Élargissement des BRICS : des promesses, mais surtout des casse-têtes

par | 15 septembre 2023 | Économie, Géopolitique

Par Henri Girard ♦ L’événement majeur de l’été est évidemment la réunion des BRICS et leur extension à cinq nouveaux pays. La dédollarisation du monde est en marche et le globalisme américain qui gouverne le monde depuis la chute de l’Union soviétique va souffrir. Pour autant, il ne faut pas s’illusionner sur les nouveaux pouvoirs émergents. Reste que leurs divergences sont un signe de la multipolarité en marche. Henri Girard, passionné de relations internationales, nous a envoyé un article nuancé que nous partageons auprès de nos lecteurs.
Polémia

L’anti-G20 ? Le Sud global, contrepoids attendu au bloc occidental ? La presse a largement commenté le dernier sommet des BRICS et son élargissement à six nouveaux pays. Si certaines de leurs propositions peuvent laisser augurer d’un nouvel ordre mondial, les membres des BRICS sont surtout un club de pays très hétéroclites, parfois démocratiques et souvent dictatoriaux.

Ils étaient cinq, ils seront désormais onze. Au 1er janvier 2024, les BRICS élargiront donc leur horizon : lors de leur 15e sommet, le Brésil, la Russie, l’Inde, la Chine et l’Afrique du Sud ont donc décidé d’accueillir l’Arabie saoudite, l’Argentine, l’Égypte, les Émirats arabes unis, l’Éthiopie et l’Iran. La nouvelle fera date sur la scène internationale, comme l’a souligné le président sud-africain Cyril Ramaphosa, hôte du dernier sommet à Johannesburg du 22 au 24 août. En coulisse, le président chinois Xi Jinping a mis tout son poids dans la balance pour aboutir à cet élargissement tandis que d’autres, comme le Brésil, semblaient freiner des quatre fers. Une chose est sûre, désormais, il faudra compter sur les BRICS qui réuniront 46% de la population mondiale et 36% des richesses créées.

Une coalition anti-dollar

Annoncée il y a quelques années déjà, la mesure phare des cinq pays fondateurs des BRICS reste la volonté commune de sortir de leur dépendance au dollar américain pour leurs échanges commerciaux.
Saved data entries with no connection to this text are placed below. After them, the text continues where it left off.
PR #983, opened 2022-06-30
[EasyDoctrine] Fix timezone issue in CarbonImmutableDateTime

mvlad:
Currently out DBAL Type for `DateTime`'s doesn't take into account `TimeZone`'s.

As a result, `2022-01-01T10:00:00+09:00` will be processed in DB as `2022-01-01T10:00:00+00:00`. It affects `WHERE` conditions and stored values. 

New implementation is based on advice from [doctrine documentation](https://www.doctrine-project.org/projects/doctrine-orm/en/2.11/cookbook/working-with-datetime.html#:~:text=By%20default%20Doctrine%20assumes%20that,or%20by%20calling%20date_default_timezone_set()%20.). 
Changes may break BC in theory.  But in practice everything should be fine because we use UTC in our projects.

| Q             | A
| ------------- | ---
| Bug fix?      | yes
| New feature?  | no
| BC breaks?    | yes
| Deprecations? | no 
| Tests pass?   | yes

### DIFF
--- a/packages/EasyDoctrine/src/DBAL/Types/CarbonImmutableDateTimeMicrosecondsType.php
+++ b/packages/EasyDoctrine/src/DBAL/Types/CarbonImmutableDateTimeMicrosecondsType.php
@@ -5,14 +5,18 @@ declare(strict_types=1);
 namespace EonX\EasyDoctrine\DBAL\Types;
 
 use Carbon\CarbonImmutable;
+use DateTime;
 use DateTimeImmutable;
 use DateTimeInterface;
+use DateTimeZone;
 use Doctrine\DBAL\Platforms\AbstractPlatform;
 use Doctrine\DBAL\Types\ConversionException;
 use Doctrine\DBAL\Types\DateTimeImmutableType;
 
 final class CarbonImmutableDateTimeMicrosecondsType extends DateTimeImmutableType
 {
+    private static ?DateTimeZone $utc = null;
+
     /**
      * @var string
      */
@@ -44,8 +48,8 @@ final class CarbonImmutableDateTimeMicrosecondsType extends DateTimeImmutableTyp
             return $value;
         }
 
-        if ($value instanceof DateTimeInterface) {
-            return $value->format(self::FORMAT_PHP_DATETIME);
+        if ($value instanceof DateTimeImmutable || $value instanceof DateTime) {
+            return $value->setTimezone(self::getUtc())->format(self::FORMAT_PHP_DATETIME);
         }
 
         throw ConversionException::conversionFailedInvalidType($value, $this->getName(), ['null', 'DateTimeInterface']);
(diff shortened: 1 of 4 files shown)


packages/EasyDoctrine/src/DBAL/Types/CarbonImmutableDateTimeMicrosecondsType.php
```diff
@@ -5,14 +5,18 @@
...
 use Carbon\CarbonImmutable;
+use DateTime;
 use DateTimeImmutable;
 use DateTimeInterface;
+use DateTimeZone;
 use Doctrine\DBAL\Platforms\AbstractPlatform;
 use Doctrine\DBAL\Types\ConversionException;
 use Doctrine\DBAL\Types\DateTimeImmutableType;
 
 final class CarbonImmutableDateTimeMicrosecondsType extends DateTimeImmutableType
```
roman-eonx, line 16: How about applying a similar fix to `DateTimeImmutableMicrosecondsType`?

roman-eonx (changes requested):

egor-dev (dismissed):

packages/EasyDoctrine/src/DBAL/Types/CarbonImmutableDateTimeMicrosecondsType.php
mvlad: Done.

packages/EasyDoctrine/src/DBAL/Types/CarbonImmutableDateTimeMicrosecondsType.php
```diff
@@ -5,14 +5,18 @@
...
 {
+    private static ?DateTimeZone $utc = null;
```
itorgov, line 18: Do we really need to make it static?

itorgov (changes requested):

egor-dev (approved):

packages/EasyDoctrine/src/DBAL/Types/CarbonImmutableDateTimeMicrosecondsType.php
itorgov: Yes, but is it really that helpful? Why don't we use `static` properties everywhere? :)

itorgov: We could just initialise it in the constructor, isn't it?

itorgov: More than that we have started to use Swoole and keeping the state is not a good idea now.

roman-eonx: I will let @mvlad reply to this. But as of Swoole, it doesn't matter here, as this "state" is kinda constant and useful.

mvlad: I copied this static method from the [Doctrine documentation](https://www.doctrine-project.org/projects/doctrine-orm/en/2.11/cookbook/working-with-datetime.html#:~:text=By%20default%20Doctrine%20assumes%20that,or%20by%20calling%20date_default_timezone_set()%20.). It's needed to optimize the logic.

> We could just initialise it in the constructor, isn't it?

No, `Doctrine\DBAL\Types\Type::__construct` [is final](https://github.com/doctrine/dbal/blob/3.3.x/src/Types/Type.php#L56).

> More than that we have started to use Swoole and keeping the state is not a good idea now.

`DateTimeZone` here is kinda constant as Roman said. This value can't be changed, also `getUtc` is private and can't be used outside the `CarbonImmutableDateTime`. So I don't see even theoretical issues with this logic.

natepage (approved):

PR #999, opened 2022-07-15
[EasySecurity] Add support for role based access

mvlad:
Added the `role()` function similar to `permission()`. Now we can check security using a function like `is_granted(role('ROLE_CUSTOMER'))`.

| Q             | A
| ------------- | ---
| Bug fix?      | no
| New feature?  | yes
| BC breaks?    | no
| Deprecations? | no
| Tests pass?   | yes


packages/EasySecurity/src/Bridge/Symfony/Security/RoleExpressionFunctionProvider.php
```diff
@@ -0,0 +1,61 @@
...
+use Psr\Log\NullLogger;
+use Symfony\Component\ExpressionLanguage\ExpressionFunction;
+use Symfony\Component\ExpressionLanguage\ExpressionFunctionProviderInterface;
+
+final class RoleExpressionFunctionProvider implements ExpressionFunctionProviderInterface
+{
+    /**
+     * @var mixed[]
+     */
+    private array $cached = [];
```
egor-dev, line 18: I don't see who sets that. Do we need it?

egor-dev (changes requested):

roman-eonx (approved):

egor-dev (approved):

packages/EasySecurity/src/Bridge/Symfony/Security/RoleExpressionFunctionProvider.php
itorgov: See below on the line 48 (`$this->cached[$role] = \constant($constant);`).

natepage (approved):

Ce cheval de bataille a été remis à l’honneur lors du récent sommet, et a trouvé de nouveaux soutiens de poids comme l’Iran et l’Algérie même si cette dernière, présente en tant qu’observatrice, n’a finalement pas été conviée à rejoindre le club au grand désespoir du président Abdelmadjid Tebboune qui aurait pourtant bien besoin d’un succès diplomatique.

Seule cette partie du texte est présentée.